"I'm Done with You"
I wish it weren't the case, but there are some really toxic, negative people in the world. And they can be downright draining, even people in your inner circle; a whiny friend on social media, your hurtful parent, nasty co-worker or maybe your partner isn't be happy for your success. These people are exhausting to be around and must be dealt with, possibly even removed from your life. Sounds harsh but in some cases super necessary for your well-being.
Of course, it's up to you to decide when and if someone should be kicked to the curb. After all, everyone has a different threshold for how much negativity they can endure, and everyone's definition of negativity is different. One comment might be viewed as hilarious sarcasm to one person, while feeling like a total punch in the gut to another. So I'm not here to say who you should get rid of, I just to remind you that you are worthy of a healthy environment, whatever that is for you.
Negative people create toxic relationships
So how do we know what a negative, unhealthy person is? Someone who complains and dumps their problems on you but doesn’t do anything to change their situation. Someone who is not supportive. Someone who only gossips, complains, moans and bitches. Someone who makes you feel badly about yourself. Someone who shoots down your bright ideas, big goals, or bold (maybe even risky) decisions.
The sad part is that a lot of the times negative people have no idea they're bringing everyone down. Pessimism and dark cloud-y thoughts have become their MO, and they get to the point where they don't even know how to talk without making a withering comment.

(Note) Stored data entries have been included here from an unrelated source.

PR #1079, opened 2016-09-05
REL-2921: Making BAGS and parallactic angle play nicely.

sraaphorst:
This task comprises two elements:

1. Making code for the `PositionAnglePanel` and `ParallacticAngleControls` run on the Swing EDT so that it plays nicely with BAGS, which runs on the Swing EDT. Formerly, there were issues where, IIRC, BAGS lookups were not triggered because of this discrepancy.

2. BAGS now triggers changes to instrument configuration, which causes the `PositionAnglePanel.init` method to be called to reinitialize the panel. This causes the `ParallacticAngleControls.init` to be called, which leads to a call to `ParallacticAngleControls.updateSchedulingBlock`. This causes the parallactic angle to be recalculated, which sends an event to the `PositionAnglePanel` to indicate that the parallactic angle has changed. The `PositionAnglePanel` previously naively assumed that this event came only when the `PosAngleConstraint` on the instrument was set to `PARALLACTIC_ANGLE`, which is not always the case. Now when the parallactic angle is recorded as having changed, we explicitly check before we do anything that we are in `PARALLACTIC_ANGLE` mode.

I'm not sure if (2) is the best way to handle this, but this code has become fragile from all of the changes made over time and I think that this is the simplest and best way to make it safe and keep it safe in the future.

Independently, it may be worth trying to minimize the calls to `PositionAnglePanel.init` and `ParallacticAngleControls.init` as this situation is hardly ideal, but I believe that this is probably best left for a later time when the FR this addresses is at least working and is somewhat outside of the scope of this PR.

### DIFF
--- a/bundle/jsky.app.ot/src/main/scala/jsky/app/ot/gemini/parallacticangle/ParallacticAngleControls.scala
+++ b/bundle/jsky.app.ot/src/main/scala/jsky/app/ot/gemini/parallacticangle/ParallacticAngleControls.scala
@@ -74,7 +74,7 @@ class ParallacticAngleControls(isPaUi: Boolean) extends GridBagPanel with Publis
       icon                   = Resources.getIcon("eclipse/menu-trimmed.gif")
       margin                 = new Insets(-1, -10, -1, -5)
 
-      def rebuild(): Unit = {
+      def rebuild(): Unit = Swing.onEDT {
         contents.clear()
 
         // menu items that don't depend on the context
@@ -152,7 +152,7 @@ class ParallacticAngleControls(isPaUi: Boolean) extends GridBagPanel with Publis
    * Initialize the UI and set the instrument editor to allow for the parallactic angle updates.
    * The `Runnable` is a callback that will be invoked on the EDT after the target is updated.
    */
-  def init(e: OtItemEditor[_, _], s: Option[Site], f: Format, c: Runnable): Unit = {
+  def init(e: OtItemEditor[_, _], s: Option[Site], f: Format, c: Runnable): Unit = Swing.onEDT {
     editor    = Some(e)
     site      = s
     formatter = Some(f)
@@ -244,7 +244,7 @@ class ParallacticAngleControls(isPaUi: Boolean) extends GridBagPanel with Publis
    * Triggered when the date time button is clicked. Shows the ParallacticAngleDialog to allow the user to
    * explicitly set a date and duration for the parallactic angle calculation.
    */
-  private def displayParallacticAngleDialog(): Unit =
+  private def displayParallacticAngleDialog(): Unit = Swing.onEDT {
     for {
       e <- editor
       o <- editor.map(_.getContextObservation)
@@ -259,6 +259,7 @@ class ParallacticAngleControls(isPaUi: Boolean) extends GridBagPanel with Publis
       dialog.visible = true
       updateSchedulingBlock(dialog.schedulingBlock)
     }
+  }
 
 
   /**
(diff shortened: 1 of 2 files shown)


bundle/jsky.app.ot/src/main/scala/jsky/app/ot/gemini/parallacticangle/ParallacticAngleControls.scala
```diff
@@ -259,22 +259,23 @@ class ParallacticAngleControls(isPaUi: Boolean) extends GridBagPanel with Publis
...
+  def positionAngleChanged(positionAngleText: String): Unit = Swing.onEDT {
     // We only do this if the parallactic angle can be calculated, and is different from the PA.
     for {
       e     <- editor
       angle <- parallacticAngle
       fmt   <- formatter
     } {
-      val explicitlySet = !fmt.format(ParallacticAngleControls.angleToDegrees(angle)).equals(positionAngleText) &&
-                          !fmt.format(ParallacticAngleControls.angleToDegrees(angle + Angle.fromDegrees(180))).equals(positionAngleText)
+      val explicitlySet = !fmt.format(angle.toDegrees).equals(positionAngleText) &&
```
cquiroz: Are we comparing the angles as text? Could we compare them as `Angle` instead?

bundle/jsky.app.ot/src/main/scala/jsky/app/ot/gemini/parallacticangle/PositionAnglePanel.scala
```diff
@@ -141,16 +142,19 @@ class PositionAnglePanel[I <: SPInstObsComp with PosAngleConstraintAware,
       }
       peer.add(positionAngleFeedbackPanel.peer, positionAngleFeedbackPanel.cardId)
 
-      def showParallacticAngleControls(): Unit =
+      private def showParallacticAngleControls(): Unit =
```
cquiroz: These calls to `cardLayout.show` should probably be on the EDT too

cquiroz:
Code-wise this PR seems fine, I'm not totally sure if I understand the core problem though

bundle/jsky.app.ot/src/main/scala/jsky/app/ot/gemini/parallacticangle/ParallacticAngleControls.scala
sraaphorst: =grins=
I think we had this exact same discussion before when I made a PR specifically regarding this.
There were several reasons that we did this as text: one because the input was coming from a text field and we wanted to indicate any differences between the angle and text field and not just numerical differences, and the other because the actual parallactic angle is at an extremely high precision, so we use the formatter to chop it to two decimal places.

bundle/jsky.app.ot/src/main/scala/jsky/app/ot/gemini/parallacticangle/PositionAnglePanel.scala
sraaphorst: Good point. I'll do that.

bundle/jsky.app.ot/src/main/scala/jsky/app/ot/gemini/parallacticangle/ParallacticAngleControls.scala
cquiroz: 👍

sraaphorst:
I do think that this whole issue needs to be looked at with a bit more detail and some rewriting, but this solves the FR issue, which is causing grief for the science staff, so I'm going to merge, track back to the release branch, and make a test release today.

When you get a sense that something’s not right in your interactions with someone, run through your mental boundary checklist and enforce these boundaries
Moving past toxic relationships requires true acceptance of the fact that you can’t force toxic people to change. Toxic people are motivated by their own complex problems and needs.
They will drain your resources by constantly pushing you to work harder to please them, making you compromise more and more. This is exhausting and transgresses all acceptable relationship boundaries. Give some serious thought to what you will tolerate.
In some cases toxic people create drama deliberately in order to attract more attention and engage in manipulation, to have you on their side. You might feel bad, but remember that you’re not dealing with a genuine person in distress.
Toxic people often throw tantrums when they feel ignored. This is usually because you’re stopping them from being able to control or manipulate you.
Cut those ties
It may sound dramatic, but if things aren't better by this point, then you might want to consider cutting ties. Or at least limiting you contact and interaction with them.
Part of removing toxic people from your life involves reducing their power over your emotions and that requires recognizing that they’re not really seeing you when they’re hurting you.
In truth, they’re projecting onto you the parts of themselves they don’t want to acknowledge or accept so that they can pour all their suppressed self-hatred into attacking you. See their cruel behavior for what it is: a way of avoiding the truth about themselves.
Conflict with toxic people requires huge amounts of energy and time. Just remember you don’t need to engage in every fight that they might try to instigate.
Negative people can be harmless annoyances on Facebook, the occasional complainers, or full-blown pessimistic drags. Decide how harmful the person is, and then take steps to creating a more positive, peaceful life.
Finally, removing toxic people from your life can be deeply painful, as you may deeply care for some of these people in spite of how difficult it is to have them in your life.
To maintain your resilience and cope with any sadness, stay in close contact with those who make you feel safe, cherished and happy. These are the people who will model healthy friendships and relationships, reminding you exactly why you are choosing to sever toxic ones.